**Extracted entries:**
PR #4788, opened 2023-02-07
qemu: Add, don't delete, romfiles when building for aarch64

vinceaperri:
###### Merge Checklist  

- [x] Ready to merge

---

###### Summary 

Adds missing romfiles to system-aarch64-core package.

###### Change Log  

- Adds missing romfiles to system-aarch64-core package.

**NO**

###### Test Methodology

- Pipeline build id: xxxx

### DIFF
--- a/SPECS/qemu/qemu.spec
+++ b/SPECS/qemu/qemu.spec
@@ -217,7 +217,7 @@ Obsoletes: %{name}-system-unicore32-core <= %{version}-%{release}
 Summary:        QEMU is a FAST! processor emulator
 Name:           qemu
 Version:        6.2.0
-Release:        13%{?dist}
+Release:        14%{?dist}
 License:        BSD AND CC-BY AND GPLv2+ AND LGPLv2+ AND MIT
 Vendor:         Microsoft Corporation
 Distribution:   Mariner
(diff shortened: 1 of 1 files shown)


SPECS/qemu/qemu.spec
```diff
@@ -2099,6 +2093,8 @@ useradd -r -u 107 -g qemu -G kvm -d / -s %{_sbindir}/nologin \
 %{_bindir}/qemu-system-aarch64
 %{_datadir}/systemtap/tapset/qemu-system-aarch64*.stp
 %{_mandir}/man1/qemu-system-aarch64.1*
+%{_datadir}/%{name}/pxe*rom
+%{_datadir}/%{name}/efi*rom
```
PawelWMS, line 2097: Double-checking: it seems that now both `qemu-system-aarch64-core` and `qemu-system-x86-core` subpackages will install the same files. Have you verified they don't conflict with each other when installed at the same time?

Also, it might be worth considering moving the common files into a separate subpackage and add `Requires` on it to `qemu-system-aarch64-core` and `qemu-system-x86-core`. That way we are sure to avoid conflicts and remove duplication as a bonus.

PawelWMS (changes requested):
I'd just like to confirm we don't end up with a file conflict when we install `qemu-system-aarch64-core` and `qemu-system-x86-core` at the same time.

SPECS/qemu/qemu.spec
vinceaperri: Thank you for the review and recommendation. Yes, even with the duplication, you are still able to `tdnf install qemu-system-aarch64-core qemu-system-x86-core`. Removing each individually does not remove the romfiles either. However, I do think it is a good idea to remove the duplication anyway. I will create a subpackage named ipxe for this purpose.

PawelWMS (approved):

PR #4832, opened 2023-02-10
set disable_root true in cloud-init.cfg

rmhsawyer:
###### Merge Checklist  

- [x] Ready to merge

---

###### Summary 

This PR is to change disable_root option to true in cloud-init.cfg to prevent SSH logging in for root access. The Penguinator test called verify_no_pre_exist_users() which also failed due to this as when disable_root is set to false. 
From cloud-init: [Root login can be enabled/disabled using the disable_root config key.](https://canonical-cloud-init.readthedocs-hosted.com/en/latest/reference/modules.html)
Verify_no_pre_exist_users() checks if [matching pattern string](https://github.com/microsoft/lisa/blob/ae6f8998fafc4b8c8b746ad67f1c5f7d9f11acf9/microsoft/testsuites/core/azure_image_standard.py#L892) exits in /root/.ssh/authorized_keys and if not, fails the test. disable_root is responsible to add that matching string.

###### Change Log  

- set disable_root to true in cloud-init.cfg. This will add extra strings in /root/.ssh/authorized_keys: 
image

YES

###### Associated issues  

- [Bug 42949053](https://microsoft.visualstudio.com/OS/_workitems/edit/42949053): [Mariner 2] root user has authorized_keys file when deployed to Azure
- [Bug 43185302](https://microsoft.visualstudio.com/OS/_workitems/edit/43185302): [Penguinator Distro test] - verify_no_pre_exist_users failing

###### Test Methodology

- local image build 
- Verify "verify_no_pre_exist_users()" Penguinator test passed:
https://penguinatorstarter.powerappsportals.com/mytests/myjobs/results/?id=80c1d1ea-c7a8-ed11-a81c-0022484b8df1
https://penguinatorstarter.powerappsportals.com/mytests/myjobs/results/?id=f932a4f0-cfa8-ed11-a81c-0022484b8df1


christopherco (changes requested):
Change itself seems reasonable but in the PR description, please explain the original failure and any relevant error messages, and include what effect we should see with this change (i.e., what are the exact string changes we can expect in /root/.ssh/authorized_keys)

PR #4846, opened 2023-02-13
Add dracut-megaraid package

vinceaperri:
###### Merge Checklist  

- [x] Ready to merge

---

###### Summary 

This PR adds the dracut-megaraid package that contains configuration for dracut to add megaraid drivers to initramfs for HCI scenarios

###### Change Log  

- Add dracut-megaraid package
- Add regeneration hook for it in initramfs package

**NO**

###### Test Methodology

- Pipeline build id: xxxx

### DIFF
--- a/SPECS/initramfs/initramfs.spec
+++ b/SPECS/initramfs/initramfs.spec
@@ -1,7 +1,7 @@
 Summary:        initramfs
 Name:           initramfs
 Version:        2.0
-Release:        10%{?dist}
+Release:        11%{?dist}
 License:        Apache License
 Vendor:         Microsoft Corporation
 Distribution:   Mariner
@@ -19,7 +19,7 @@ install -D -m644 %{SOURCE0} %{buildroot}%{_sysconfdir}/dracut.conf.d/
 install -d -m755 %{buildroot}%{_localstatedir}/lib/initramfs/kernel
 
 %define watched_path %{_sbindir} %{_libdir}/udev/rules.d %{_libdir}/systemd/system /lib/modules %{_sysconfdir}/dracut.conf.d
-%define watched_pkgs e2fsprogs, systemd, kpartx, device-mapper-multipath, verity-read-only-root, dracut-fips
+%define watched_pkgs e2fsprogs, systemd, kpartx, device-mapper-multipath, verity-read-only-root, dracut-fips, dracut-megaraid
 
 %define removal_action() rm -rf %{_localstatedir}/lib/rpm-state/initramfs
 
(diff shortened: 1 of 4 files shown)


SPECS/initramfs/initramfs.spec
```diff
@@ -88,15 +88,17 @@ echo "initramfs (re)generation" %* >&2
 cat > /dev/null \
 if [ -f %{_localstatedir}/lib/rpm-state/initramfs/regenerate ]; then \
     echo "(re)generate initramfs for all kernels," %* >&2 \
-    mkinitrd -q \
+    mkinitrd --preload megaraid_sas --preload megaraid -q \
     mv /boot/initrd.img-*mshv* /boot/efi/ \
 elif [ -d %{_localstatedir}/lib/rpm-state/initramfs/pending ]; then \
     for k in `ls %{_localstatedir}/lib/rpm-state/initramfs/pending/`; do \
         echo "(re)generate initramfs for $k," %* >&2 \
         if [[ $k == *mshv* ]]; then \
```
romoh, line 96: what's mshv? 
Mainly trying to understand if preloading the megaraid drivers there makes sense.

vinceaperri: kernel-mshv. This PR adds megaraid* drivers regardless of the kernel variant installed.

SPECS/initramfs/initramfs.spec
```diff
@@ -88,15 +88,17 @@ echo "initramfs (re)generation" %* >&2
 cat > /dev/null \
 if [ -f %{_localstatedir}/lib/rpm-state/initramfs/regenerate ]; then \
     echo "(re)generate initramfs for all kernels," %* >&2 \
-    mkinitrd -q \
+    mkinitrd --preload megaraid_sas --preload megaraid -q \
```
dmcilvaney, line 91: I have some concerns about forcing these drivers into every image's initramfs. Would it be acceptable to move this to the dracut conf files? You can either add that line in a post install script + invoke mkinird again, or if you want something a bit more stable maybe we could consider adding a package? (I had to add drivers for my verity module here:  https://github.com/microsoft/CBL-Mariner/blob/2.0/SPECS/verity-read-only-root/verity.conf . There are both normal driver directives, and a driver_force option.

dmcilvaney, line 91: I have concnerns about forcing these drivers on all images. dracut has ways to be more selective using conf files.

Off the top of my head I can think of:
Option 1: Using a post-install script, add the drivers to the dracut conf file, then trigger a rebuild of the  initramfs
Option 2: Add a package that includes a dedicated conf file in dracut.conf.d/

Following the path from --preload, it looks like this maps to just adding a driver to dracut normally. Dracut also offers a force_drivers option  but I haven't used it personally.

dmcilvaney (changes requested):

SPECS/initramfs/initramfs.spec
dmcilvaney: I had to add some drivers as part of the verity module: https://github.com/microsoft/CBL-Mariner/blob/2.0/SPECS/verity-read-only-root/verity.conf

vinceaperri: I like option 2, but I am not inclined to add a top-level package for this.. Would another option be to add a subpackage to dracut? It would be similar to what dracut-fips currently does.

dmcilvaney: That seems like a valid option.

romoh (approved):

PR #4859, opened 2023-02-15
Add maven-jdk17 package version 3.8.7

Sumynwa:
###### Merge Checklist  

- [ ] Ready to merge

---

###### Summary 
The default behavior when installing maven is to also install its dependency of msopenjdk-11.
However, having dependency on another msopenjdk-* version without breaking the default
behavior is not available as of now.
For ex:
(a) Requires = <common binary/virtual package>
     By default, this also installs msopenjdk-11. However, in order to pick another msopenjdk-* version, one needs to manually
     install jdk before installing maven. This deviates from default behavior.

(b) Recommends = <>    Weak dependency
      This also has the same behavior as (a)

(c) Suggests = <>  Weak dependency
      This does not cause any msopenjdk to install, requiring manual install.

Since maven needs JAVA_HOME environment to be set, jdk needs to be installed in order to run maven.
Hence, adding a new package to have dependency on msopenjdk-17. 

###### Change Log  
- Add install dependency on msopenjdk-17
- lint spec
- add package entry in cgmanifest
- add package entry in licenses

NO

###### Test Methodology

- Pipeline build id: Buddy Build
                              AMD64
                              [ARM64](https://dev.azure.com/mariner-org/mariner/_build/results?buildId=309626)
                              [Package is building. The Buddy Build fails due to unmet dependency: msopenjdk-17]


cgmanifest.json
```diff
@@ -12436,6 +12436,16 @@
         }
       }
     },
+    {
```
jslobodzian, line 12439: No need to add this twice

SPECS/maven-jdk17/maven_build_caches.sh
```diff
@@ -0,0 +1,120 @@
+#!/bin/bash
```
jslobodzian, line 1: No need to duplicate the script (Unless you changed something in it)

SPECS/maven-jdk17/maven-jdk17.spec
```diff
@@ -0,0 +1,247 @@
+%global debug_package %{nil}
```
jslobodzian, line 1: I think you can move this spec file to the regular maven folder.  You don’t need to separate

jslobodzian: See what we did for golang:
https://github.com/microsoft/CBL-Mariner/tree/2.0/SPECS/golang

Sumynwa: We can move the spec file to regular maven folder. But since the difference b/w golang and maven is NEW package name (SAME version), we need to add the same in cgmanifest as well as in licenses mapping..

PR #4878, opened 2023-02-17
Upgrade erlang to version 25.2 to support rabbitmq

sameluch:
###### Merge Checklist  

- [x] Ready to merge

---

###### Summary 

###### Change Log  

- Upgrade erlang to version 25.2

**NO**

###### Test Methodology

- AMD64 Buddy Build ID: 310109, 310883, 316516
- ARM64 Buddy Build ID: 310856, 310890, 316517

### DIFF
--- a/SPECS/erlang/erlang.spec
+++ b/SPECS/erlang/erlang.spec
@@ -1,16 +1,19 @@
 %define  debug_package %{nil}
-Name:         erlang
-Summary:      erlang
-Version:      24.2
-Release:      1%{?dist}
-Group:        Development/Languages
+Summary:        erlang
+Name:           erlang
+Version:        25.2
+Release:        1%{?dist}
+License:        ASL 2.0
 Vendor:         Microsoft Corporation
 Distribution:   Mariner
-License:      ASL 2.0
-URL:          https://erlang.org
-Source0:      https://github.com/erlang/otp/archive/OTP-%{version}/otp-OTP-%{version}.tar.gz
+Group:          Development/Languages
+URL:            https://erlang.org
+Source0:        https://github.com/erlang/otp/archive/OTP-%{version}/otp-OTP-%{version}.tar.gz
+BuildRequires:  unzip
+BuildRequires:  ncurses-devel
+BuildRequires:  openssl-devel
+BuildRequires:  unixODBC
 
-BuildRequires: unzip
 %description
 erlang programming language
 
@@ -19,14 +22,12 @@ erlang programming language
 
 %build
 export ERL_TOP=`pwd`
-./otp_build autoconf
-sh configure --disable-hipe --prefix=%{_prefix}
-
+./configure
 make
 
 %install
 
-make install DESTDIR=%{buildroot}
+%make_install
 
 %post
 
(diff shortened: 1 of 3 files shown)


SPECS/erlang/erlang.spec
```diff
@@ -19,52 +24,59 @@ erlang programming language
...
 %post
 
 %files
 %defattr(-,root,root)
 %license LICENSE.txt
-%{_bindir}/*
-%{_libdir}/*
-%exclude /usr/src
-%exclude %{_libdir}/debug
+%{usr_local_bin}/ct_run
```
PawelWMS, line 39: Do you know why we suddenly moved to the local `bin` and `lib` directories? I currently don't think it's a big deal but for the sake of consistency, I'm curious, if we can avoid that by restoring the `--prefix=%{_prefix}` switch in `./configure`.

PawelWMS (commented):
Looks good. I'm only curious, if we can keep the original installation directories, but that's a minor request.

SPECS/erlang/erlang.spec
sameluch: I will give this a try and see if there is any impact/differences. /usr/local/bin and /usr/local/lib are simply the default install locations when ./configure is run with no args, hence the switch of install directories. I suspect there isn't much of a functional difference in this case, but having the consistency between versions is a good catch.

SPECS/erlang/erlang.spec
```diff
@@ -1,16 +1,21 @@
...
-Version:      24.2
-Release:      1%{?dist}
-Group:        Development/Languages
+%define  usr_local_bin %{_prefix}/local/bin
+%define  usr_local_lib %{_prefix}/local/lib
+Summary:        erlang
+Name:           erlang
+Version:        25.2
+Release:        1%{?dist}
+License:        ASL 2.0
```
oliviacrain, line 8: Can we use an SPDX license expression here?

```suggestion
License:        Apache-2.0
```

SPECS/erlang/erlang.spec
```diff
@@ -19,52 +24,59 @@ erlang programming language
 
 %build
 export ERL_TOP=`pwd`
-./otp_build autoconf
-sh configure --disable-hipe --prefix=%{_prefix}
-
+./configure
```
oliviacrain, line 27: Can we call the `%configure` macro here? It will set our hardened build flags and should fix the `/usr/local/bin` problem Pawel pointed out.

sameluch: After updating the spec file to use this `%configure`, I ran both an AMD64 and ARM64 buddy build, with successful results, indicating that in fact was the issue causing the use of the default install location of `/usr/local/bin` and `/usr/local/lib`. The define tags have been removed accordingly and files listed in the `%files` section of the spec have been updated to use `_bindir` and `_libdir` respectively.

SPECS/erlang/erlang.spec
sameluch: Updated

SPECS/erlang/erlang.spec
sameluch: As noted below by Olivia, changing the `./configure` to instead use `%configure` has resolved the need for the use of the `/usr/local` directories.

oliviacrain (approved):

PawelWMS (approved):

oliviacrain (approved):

**Your goal:** In the material above, find the lines that contain "installed" and show them.

**Response to the task:**
PawelWMS, line 2097: Double-checking: it seems that now both `qemu-system-aarch64-core` and `qemu-system-x86-core` subpackages will install the same files. Have you verified they don't conflict with each other when installed at the same time?
vinceaperri: kernel-mshv. This PR adds megaraid* drivers regardless of the kernel variant installed.
Since maven needs JAVA_HOME environment to be set, jdk needs to be installed in order to run maven.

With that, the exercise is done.